**WORK ITEM**:
Whenever the word "lines" shows up in a line of the data, copy that line.
:: MATERIAL SHOWN
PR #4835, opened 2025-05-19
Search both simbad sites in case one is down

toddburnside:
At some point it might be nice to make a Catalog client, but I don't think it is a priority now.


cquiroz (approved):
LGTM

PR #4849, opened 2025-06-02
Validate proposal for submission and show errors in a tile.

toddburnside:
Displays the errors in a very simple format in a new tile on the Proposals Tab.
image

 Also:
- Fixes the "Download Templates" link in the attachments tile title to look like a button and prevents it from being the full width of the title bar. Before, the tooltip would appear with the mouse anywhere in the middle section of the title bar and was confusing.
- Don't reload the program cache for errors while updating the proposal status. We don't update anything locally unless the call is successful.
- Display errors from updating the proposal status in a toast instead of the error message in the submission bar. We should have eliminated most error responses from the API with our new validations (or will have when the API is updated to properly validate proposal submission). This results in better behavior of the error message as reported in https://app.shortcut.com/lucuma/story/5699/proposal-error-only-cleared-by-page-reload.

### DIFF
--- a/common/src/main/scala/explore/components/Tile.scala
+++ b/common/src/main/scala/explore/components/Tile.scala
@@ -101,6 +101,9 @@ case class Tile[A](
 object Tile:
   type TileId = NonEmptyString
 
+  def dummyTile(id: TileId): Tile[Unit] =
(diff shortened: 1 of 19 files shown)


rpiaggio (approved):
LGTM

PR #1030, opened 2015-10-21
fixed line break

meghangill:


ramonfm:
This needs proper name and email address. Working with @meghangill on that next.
::::
:: MATERIAL SHOWN
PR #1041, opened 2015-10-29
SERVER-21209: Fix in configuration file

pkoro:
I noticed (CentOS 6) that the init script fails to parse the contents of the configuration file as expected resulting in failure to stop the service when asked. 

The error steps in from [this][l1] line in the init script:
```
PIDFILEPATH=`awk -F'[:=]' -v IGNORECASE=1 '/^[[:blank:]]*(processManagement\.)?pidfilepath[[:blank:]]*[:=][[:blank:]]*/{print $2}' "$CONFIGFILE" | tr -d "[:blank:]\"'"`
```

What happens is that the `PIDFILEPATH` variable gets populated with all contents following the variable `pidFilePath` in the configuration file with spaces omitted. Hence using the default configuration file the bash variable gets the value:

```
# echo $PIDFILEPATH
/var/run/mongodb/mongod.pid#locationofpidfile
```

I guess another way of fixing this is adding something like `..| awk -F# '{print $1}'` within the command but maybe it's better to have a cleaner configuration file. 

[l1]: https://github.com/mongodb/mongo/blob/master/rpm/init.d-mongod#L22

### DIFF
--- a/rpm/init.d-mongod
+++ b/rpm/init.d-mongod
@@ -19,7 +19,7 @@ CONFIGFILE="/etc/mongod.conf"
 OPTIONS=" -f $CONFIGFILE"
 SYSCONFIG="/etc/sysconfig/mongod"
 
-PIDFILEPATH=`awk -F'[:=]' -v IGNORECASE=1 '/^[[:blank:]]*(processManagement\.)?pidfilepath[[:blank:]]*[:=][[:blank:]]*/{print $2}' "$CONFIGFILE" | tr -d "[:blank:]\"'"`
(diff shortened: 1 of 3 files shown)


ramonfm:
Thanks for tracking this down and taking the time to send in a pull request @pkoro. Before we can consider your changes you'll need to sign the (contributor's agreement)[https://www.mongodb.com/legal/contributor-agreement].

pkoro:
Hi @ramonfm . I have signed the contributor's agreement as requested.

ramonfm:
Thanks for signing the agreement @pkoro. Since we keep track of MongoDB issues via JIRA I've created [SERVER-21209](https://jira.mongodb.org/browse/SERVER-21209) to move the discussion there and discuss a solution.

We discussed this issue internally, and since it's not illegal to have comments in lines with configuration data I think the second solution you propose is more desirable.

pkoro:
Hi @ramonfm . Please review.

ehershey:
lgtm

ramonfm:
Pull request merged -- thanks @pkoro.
::::
:: MATERIAL SHOWN
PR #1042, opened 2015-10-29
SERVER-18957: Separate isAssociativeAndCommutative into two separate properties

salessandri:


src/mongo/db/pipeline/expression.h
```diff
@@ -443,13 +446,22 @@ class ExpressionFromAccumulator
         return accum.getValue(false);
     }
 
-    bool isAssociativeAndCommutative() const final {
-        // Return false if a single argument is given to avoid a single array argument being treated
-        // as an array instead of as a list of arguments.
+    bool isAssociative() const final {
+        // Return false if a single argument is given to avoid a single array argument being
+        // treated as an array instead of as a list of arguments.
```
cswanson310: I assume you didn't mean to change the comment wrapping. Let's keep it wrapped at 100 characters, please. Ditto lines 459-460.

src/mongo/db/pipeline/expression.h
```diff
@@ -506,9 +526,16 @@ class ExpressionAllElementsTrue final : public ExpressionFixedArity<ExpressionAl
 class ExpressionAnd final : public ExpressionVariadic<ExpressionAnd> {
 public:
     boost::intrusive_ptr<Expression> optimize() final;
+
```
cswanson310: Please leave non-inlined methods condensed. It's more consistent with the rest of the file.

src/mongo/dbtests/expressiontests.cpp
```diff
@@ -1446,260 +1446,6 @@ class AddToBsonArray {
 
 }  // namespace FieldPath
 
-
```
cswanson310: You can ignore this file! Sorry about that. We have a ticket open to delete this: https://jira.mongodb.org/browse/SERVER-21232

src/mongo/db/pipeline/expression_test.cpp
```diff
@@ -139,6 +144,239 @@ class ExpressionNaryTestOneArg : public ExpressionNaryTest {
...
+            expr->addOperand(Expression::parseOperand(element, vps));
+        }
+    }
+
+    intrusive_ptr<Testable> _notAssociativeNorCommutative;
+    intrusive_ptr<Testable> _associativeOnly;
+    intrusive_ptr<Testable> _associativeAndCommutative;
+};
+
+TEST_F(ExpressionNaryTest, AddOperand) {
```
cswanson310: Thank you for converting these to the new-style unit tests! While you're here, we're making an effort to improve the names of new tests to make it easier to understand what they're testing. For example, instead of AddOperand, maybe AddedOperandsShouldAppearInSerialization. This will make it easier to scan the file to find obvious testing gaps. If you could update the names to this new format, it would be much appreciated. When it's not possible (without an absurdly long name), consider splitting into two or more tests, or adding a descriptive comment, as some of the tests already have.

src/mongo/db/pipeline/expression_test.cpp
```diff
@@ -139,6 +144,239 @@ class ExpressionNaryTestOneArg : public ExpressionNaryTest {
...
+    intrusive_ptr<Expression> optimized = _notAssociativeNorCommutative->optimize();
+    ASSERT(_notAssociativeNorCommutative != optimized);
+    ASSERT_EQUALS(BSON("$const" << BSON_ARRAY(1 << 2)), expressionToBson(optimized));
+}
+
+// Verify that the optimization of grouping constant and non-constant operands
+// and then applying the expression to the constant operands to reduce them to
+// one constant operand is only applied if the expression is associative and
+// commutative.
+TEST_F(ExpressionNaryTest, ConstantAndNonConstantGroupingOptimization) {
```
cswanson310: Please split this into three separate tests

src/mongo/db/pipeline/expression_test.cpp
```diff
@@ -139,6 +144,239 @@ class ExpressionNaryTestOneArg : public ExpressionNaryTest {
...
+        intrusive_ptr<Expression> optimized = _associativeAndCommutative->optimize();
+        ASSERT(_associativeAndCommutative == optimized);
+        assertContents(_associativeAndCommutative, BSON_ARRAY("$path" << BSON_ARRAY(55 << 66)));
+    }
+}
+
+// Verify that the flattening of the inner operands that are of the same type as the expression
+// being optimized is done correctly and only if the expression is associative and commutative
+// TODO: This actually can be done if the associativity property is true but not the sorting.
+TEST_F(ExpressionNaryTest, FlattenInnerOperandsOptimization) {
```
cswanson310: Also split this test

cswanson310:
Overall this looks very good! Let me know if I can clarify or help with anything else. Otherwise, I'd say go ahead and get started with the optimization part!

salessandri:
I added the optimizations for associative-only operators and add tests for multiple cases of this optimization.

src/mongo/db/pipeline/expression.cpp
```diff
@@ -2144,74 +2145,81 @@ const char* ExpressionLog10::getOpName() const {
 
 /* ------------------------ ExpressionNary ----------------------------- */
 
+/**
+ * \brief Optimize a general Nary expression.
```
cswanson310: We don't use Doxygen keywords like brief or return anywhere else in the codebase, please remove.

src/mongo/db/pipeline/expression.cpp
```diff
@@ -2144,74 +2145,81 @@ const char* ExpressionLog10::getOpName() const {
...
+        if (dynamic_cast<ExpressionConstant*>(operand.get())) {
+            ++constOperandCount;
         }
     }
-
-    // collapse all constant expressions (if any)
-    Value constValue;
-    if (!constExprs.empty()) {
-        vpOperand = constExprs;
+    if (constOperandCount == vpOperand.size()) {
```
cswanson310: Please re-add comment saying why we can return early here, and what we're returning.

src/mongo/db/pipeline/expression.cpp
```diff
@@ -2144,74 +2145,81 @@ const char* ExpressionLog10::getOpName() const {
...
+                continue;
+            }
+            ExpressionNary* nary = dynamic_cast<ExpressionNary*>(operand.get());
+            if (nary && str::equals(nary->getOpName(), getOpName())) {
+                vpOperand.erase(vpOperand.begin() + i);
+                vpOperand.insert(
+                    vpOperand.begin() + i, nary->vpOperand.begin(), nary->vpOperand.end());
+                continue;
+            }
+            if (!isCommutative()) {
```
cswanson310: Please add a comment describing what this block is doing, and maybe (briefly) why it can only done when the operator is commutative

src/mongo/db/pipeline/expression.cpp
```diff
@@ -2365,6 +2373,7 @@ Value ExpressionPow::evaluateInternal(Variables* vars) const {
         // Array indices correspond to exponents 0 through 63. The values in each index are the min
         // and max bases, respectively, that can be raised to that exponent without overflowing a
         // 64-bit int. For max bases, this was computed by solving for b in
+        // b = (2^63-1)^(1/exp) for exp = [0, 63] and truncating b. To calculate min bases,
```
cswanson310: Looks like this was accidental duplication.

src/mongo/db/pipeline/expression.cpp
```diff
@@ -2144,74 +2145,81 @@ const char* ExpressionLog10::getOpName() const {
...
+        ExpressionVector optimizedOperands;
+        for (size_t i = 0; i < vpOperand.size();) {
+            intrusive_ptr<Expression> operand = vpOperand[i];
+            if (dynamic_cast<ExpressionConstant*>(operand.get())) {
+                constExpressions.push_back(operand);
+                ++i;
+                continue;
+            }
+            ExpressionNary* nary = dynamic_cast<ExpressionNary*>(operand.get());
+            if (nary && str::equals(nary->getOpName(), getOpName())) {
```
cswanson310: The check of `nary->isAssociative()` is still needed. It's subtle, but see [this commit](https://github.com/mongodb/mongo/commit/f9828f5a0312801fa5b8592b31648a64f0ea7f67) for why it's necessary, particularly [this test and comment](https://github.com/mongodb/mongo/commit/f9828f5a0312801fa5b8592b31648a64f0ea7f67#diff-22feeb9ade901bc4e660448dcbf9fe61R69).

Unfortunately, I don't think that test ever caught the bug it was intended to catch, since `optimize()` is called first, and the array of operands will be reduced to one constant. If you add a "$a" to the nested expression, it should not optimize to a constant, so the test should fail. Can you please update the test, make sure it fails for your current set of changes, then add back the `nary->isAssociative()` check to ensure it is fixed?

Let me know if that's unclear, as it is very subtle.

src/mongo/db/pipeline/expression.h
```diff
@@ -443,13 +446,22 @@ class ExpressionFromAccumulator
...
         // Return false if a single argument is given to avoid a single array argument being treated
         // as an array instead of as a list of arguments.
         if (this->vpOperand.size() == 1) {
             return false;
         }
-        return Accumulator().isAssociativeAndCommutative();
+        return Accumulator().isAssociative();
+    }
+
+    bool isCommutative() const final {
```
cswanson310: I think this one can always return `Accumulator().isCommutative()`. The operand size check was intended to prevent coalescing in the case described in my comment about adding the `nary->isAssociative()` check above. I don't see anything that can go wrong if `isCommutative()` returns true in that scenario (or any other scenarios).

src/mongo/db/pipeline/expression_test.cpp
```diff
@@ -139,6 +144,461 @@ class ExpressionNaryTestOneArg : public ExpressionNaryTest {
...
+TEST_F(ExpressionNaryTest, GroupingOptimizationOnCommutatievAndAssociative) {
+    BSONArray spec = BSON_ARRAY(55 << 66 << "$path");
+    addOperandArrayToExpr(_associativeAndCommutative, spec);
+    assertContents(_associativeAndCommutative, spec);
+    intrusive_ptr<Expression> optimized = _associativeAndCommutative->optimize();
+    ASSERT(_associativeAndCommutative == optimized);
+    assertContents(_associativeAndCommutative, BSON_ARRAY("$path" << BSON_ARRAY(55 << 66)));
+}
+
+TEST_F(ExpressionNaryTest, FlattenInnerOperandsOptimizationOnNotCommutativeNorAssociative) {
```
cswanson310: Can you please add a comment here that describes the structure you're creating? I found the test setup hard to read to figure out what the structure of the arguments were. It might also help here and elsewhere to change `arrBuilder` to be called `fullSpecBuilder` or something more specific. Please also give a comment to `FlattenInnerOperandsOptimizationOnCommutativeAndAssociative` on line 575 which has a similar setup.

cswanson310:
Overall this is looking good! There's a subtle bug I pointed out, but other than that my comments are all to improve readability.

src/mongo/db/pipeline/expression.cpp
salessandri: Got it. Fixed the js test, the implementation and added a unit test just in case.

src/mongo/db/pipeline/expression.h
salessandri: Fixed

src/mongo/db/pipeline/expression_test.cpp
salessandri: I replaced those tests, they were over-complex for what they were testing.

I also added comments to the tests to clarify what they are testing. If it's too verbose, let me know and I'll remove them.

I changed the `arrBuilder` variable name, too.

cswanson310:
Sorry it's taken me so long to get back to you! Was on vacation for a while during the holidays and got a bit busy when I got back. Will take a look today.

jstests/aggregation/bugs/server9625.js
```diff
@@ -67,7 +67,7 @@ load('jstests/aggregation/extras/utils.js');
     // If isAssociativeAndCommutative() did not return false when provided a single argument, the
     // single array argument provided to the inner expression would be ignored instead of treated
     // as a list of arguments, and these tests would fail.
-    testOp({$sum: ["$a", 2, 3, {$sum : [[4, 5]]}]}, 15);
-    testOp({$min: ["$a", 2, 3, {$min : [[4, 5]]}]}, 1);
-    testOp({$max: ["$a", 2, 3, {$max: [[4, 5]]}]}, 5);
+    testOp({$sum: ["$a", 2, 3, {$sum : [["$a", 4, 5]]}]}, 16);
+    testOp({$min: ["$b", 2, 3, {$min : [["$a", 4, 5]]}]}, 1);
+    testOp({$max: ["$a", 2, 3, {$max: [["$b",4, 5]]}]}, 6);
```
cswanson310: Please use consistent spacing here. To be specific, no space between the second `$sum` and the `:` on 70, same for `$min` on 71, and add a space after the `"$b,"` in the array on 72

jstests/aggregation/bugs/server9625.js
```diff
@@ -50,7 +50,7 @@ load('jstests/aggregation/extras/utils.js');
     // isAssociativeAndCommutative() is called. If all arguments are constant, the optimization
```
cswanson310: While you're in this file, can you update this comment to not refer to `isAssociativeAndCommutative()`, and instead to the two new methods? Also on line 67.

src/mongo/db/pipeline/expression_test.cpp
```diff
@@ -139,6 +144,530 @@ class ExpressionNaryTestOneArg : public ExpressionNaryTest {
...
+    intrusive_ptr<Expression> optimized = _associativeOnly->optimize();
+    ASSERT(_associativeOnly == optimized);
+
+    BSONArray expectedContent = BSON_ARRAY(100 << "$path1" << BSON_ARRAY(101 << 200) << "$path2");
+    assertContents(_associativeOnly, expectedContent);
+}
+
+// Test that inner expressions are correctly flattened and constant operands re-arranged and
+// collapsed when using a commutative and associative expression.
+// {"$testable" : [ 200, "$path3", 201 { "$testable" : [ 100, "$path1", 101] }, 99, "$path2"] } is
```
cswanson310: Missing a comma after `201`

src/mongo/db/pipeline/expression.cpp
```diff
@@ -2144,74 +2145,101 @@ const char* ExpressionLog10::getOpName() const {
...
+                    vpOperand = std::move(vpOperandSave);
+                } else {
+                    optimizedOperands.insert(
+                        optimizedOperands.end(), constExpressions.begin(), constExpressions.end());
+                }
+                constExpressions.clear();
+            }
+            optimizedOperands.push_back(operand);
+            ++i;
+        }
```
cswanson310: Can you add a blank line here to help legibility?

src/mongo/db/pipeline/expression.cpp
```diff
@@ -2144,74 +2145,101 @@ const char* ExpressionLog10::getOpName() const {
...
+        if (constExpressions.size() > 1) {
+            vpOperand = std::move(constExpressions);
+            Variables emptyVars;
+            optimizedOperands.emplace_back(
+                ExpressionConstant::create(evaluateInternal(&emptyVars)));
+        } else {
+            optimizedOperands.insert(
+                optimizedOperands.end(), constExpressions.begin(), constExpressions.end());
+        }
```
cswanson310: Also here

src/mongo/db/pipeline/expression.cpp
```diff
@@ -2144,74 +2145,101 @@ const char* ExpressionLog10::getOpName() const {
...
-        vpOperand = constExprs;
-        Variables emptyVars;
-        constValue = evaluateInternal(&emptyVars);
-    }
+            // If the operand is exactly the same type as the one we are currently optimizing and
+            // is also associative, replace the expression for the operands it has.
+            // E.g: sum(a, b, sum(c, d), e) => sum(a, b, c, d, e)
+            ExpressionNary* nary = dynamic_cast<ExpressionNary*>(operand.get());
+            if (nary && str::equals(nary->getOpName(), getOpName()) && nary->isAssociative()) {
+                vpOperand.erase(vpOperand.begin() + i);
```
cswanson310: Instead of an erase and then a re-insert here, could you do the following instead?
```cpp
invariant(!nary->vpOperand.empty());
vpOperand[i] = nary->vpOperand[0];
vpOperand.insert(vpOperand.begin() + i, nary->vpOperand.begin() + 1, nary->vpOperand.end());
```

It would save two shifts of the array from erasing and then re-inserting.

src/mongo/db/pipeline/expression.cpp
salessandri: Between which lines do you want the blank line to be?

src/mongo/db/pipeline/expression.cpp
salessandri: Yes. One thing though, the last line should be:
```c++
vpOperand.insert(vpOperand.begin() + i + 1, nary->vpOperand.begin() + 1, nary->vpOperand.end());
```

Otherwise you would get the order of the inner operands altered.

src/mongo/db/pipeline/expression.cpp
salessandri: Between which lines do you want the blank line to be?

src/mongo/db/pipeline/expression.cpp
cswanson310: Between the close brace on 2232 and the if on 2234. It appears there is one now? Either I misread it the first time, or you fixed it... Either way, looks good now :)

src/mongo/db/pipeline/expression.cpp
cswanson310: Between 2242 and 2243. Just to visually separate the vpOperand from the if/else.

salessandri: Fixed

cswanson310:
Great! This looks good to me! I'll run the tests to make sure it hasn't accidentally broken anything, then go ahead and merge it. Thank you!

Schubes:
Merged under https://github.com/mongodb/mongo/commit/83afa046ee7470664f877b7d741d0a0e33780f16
::::
**SOLUTION TO THIS EXERCISE**:
We discussed this issue internally, and since it's not illegal to have comments in lines with configuration data I think the second solution you propose is more desirable.
cswanson310: I assume you didn't mean to change the comment wrapping. Let's keep it wrapped at 100 characters, please. Ditto lines 459-460.
salessandri: Between which lines do you want the blank line to be?
salessandri: Between which lines do you want the blank line to be?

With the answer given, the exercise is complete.